PR #6897, opened 2021-02-12
Fix inbox document overview for managers 

lukasgraf:
The document overview for documents that are inside an inbox got broken, because the [code for the `show_edit_archival_file_link()`](https://github.com/4teamwork/opengever.core/blob/ad3f7ac1452cc21ae266a5c08100055b149c3f83/opengever/document/browser/overview.py#L352-L361) doesn't deal with the fact that `get_parent_dossier()` might return `None`.

This case is never an issue for regular users because they lack the necessary permissions and the previous condition already terminates the method, but for managers it broke the overview for documents in inboxes.

Fixes https://sentry.4teamwork.ch/organizations/sentry/issues/71907/

## Checklist (Must have)

- [x] Changelog entry

### DIFF
--- a/docs/HISTORY.txt
+++ b/docs/HISTORY.txt
@@ -4,6 +4,7 @@ Changelog
 2021.4.0 (unreleased)
 ---------------------
 
+- Fix inbox document overview for managers. [lgraf]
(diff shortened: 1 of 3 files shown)


njohner (approved):
LGTM

PR #6411, opened 2020-05-08
Add "is_admin_menu_visible" to the @config API endpoint.

mbaechtold:
This new information is used by the the GEVER UI in order to determine if it should display the menu item "Verwaltung" in the navigation drawer. 

The chosen solution has been discussed with @all4manu and @deiferni prior to its implementation and was deemed as a "good-is-good-enough" solution. All other options we discussed (dedicated endpoint @navigationdrawer, enhancement of @navigation or @actions endpoints) were deemed bloated, "unnatural" or violated the YAGNI principle.

This pull requests belongs to [GEVER-297](https://4teamwork.atlassian.net/browse/GEVER-297), a sub task of the Jira issue [GEVER-36](https://4teamwork.atlassian.net/browse/GEVER-36).

## Checklist (Must have)

- [x] Changelog entry
- [x] Documentation updated (notably for API and deployment)
- [x] Link to issue (Jira or GitHub) and backlink in issue (Jira)

PR #6898, opened 2021-02-15
Rename the attribute 'is_admin_menu_visible' from the @config endpoint to 'is_admin'.

elioschmutz:
The `@config`-Endpint exposes an attribute called `is_admin_menu_visible` which was introduced for the GEVER-UI to indicate, if the management-area in the frontend should be visible or not. Since the introduction of this attribute, the frontend has changed and is now providing a management-area for every gever user, not only for admins. The frontend decides depending on attributes value, which cards should be shown in the management area. In addition, it protects special management routes with the value of this attribute.

In general, the frontend just needs to know if the current user is an admin or not. So we rename this attribute in the `@config` endpoint to make it semantically correct.

Slack-Discussion: https://4teamwork.slack.com/archives/C01BHEGBVU1/p1613382646011400?thread_ts=1613380520.009300&cid=C01BHEGBVU1

Jira: https://4teamwork.atlassian.net/browse/NE-366

## Checklist (Must have)

- [x] Changelog entry

## Checklist (if applicable)

- API change:
  - If breaking:
    - [x] api-change label added
- New functionality:
- DB-Schema migration
- New translations

### DIFF
--- a/docs/HISTORY.txt
+++ b/docs/HISTORY.txt
@@ -4,6 +4,7 @@ Changelog
 2021.4.0 (unreleased)
 ---------------------
 
+- Rename the attribute 'is_admin_menu_visible' from the @config endpoint to 'is_admin'. [elioschmutz]
 - Fix custom property choice field (de-)serialization. [deiferni]
 - Bump ftw.casauth to 1.3.1. [lgraf]
 - Add @save-document-as-pdf API endpoint. [tinagerber]
--- a/docs/public/dev-manual/api/api_changelog.rst
+++ b/docs/public/dev-manual/api/api_changelog.rst
@@ -11,6 +11,7 @@ API Changelog
 Breaking Changes
 ^^^^^^^^^^^^^^^^
 
+- Rename the attribute ``is_admin_menu_visible`` from the ``@config`` endpoint to ``is_admin``.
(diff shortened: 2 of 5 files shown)


njohner (approved):
Hum I thought I remembered there was a discussion back then to decide whether we should expose an `is_admin` or rather `is_admin_menu_visible` and obviously decided for the latter. I can't remember why though, and there is nothing in the PR / issues (https://github.com/4teamwork/opengever.core/pull/6411). So for me this change makes sense

elioschmutz:
@njohner I also extended the PR description with the Slack-Discussion where I discussed it with @lukasgraf

lukasgraf:
@njohner correct, because properties like `is_admin` and `is_inbox_user` are prone to getting abused to do actual permission checks in the frontend. In this case however they're only being used for functional purposes - whether do display a card or not. Actual permission checks still happen in the backend.

And the other aspect is that Admin (and Inbox group members) are a bit special in what their roles imply - this is a case where we also do **Role-Checks** in the backend in some cases, even though that's an anti-pattern (access control should usually be done via permission checks). But doing that would result in a ton of fine-grained permissions that then just are all assigned to the `Administrator` role anyway.

And the situation in the frontend is similar, therefore I opted for making an exception in this case with my recommendation.

PR #6899, opened 2021-02-15
Add 'is_inbox_user' attribute to the @config endpoint

elioschmutz:
This PR introduces a new `@config` attribute: `is_inbox_user` which is required for the frontend to decide if inbox specific dashboard cards should be visible for the current user or not.

The condition for the `is_inbox_user` is taken from the old implementation: https://github.com/4teamwork/opengever.core/blob/ffe96663f855bcf81f7359b8817827f4bf9918a1/opengever/tabbedview/browser/personal_overview.py#L140

I think it makes no sense to refactor the old implementation to a reusable function. So I just reimplemented the required part directly in the `@config` endpoint. The decision who can see the tabs/cards is made in the frontend based on the newly `is_inbox_user` and `is_admin`(https://github.com/4teamwork/opengever.core/pull/6898)

Slack-Discussion: https://4teamwork.slack.com/archives/C01BHEGBVU1/p1613380520009300
Jira: https://4teamwork.atlassian.net/browse/NE-366

## Checklist (Must have)

- [x] Changelog entry

## Checklist (if applicable)

- API change:
  - If breaking:
    - [ ] api-change label added
- New functionality:
- DB-Schema migration
- New translations

### DIFF
--- a/opengever/api/config.py
+++ b/opengever/api/config.py
@@ -4,6 +4,8 @@ from opengever.base.colorization import get_color
 from opengever.base.interfaces import IGeverSettings
 from opengever.inbox.utils import get_current_inbox
 from opengever.officeconnector.helpers import is_client_ip_in_office_connector_disallowed_ip_ranges
+from opengever.ogds.base.utils import get_current_org_unit
+from opengever.ogds.models.service import ogds_service
 from opengever.private import get_private_folder_url
 from plone.restapi.services import Service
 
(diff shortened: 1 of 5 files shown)


opengever/api/config.py
```diff
@@ -38,3 +40,7 @@ def add_additional_infos(self, config):
 
         inbox = get_current_inbox(self.context)
         config['inbox_folder_url'] = inbox.absolute_url() if inbox else ''
+
+        inbox = get_current_org_unit().inbox()
```
njohner, line 44: I think the inbox is already defined two lines above ;-)

njohner (approved):
apart from comment, LGTM

opengever/api/config.py
elioschmutz: it's not the same. The first one is the plone-inbox, this here is the inbox from the sql... But probably it's better to also name it like this 😉 

I'll update it to:

`plone_inbox` and `ogds_inbox`

PR #7049, opened 2021-06-15
Support solr stats component in `@solrsearch`.

deiferni:
Add support to return simple statistics for numeric, string and date fields as specified in the solr documentation at
https://solr.apache.org/guide/8_8/the-stats-component.html.

As with the facet endpoint the query is passed more or less directly to solr. To receive the stats component in the response to solrsearch both enabling it with `stats=true` and passing all the the desired fields by repeating the `stats.field<fieldname>` parameter is necessary.

We take care to not return any statistics for the blacklisted fields.

Jira: https://4teamwork.atlassian.net/browse/CA-1695

## Checklist

- [x] Changelog entry

- API change:

### DIFF
--- a/changes/CA-1695.feature
+++ b/changes/CA-1695.feature
@@ -1,0 +1,1 @@
+Support returning results for the solr stats component in the `@solrsearch` endpoint. [deiferni]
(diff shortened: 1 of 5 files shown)


phgross (approved):
👍 LGTM

PR #7051, opened 2021-06-16
Prevent changing the is_private field of existing tasks via API.

phgross:
By registering a specific PATCH service for tasks, which raises if the is_private changes.

Fixes https://4teamwork.atlassian.net/browse/CA-438

## Checklist
- [x] Changelog entry
- [x] API Changelog entry

### DIFF
--- a/opengever/api/task.py
+++ b/opengever/api/task.py
@@ -24,6 +24,8 @@ from plone.restapi.interfaces import IExpandableElement
 from plone.restapi.interfaces import ISerializeToJson
 from plone.restapi.interfaces import ISerializeToJsonSummary
 from plone.restapi.services import Service
+from plone.restapi.services.content.update import ContentPatch
+from zExceptions import BadRequest
 from zExceptions import BadRequest
 from zExceptions import Unauthorized
 from zope.component import adapter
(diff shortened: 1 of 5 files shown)


opengever/api/task.py
```diff
@@ -302,3 +304,17 @@ def add_object_to_context(self):
...
+
+class TaskPatch(ContentPatch):
+    """Specific Patch service for tasks, to prevent changing the
+    is_private field."""
+
+    def reply(self):
+        current_is_private_value = self.context.is_private
+        data = super(TaskPatch, self).reply()
+
+        if self.context.is_private != current_is_private_value:
```
deiferni, line 317: how does the classic UI prevent this? I don't like that with this change we move knowledge about changing objects attributes "far away" from the object into the class responsible for request handling. Do you see a better way to do this?

opengever/api/tests/test_task.py
```diff
@@ -497,6 +497,24 @@ def test_edit_responsible_with_responsible_client(self, browser):
...
         self.assertEqual('james.bond', self.task.responsible)
 
+    @browsing
+    def test_changing_is_private_raise_bad_request(self, browser):
+        self.login(self.regular_user, browser=browser)
+
+        # no change
+        browser.open(self.task, json.dumps({"is_private": False}),
+                     method="PATCH", headers=self.api_headers)
+
```
deiferni, line 507: looks like two newlines. the linter should complain.

deiferni (approved):
As discussed validator or invariants might work, but probably won't. So 👍 .

opengever/api/task.py
phgross: I have checked again briefly the use of a validator or invariant instead, but didn't worked out, we do not have the necessary informations (context, former value, add or edit).

PR #7052, opened 2021-06-16
Fix sending additional files to pdflatex service.

deiferni:
Fix two bugs with the `pdflatex` service when sending additional files:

ASSIGNMENT: Work out how many lines of the material include "managers", then report only that count.

RESPONSE AREA: 3